Stored items:
PR #432, opened 2022-02-22
ENDOC-429

Lyd1aCla1r3:
standardize client role assignment by pointing to section on revamped identity management page and specifying only which client role and available role to choose

### DIFF
--- a/vuepress/docs/next/tutorials/solution/entando-hub.md
+++ b/vuepress/docs/next/tutorials/solution/entando-hub.md
@@ -57,8 +57,8 @@ Alternatively, restarting the quickstart-server pod (which contains the Entando 
 :::
 
 5. Setup permissions to configure the service:
-   - Login to Keycloak as an admin. To manage the required Keycloak instance, see [Entando Identity Management -- Keycloak](../../docs/consume/identity-management.md#logging-into-your-keycloak-instance).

WHAT IS NEEDED>
Count the lines in the entries above where the string "tutorials" shows up, and give that number only.

EXPECTED ANSWER>
2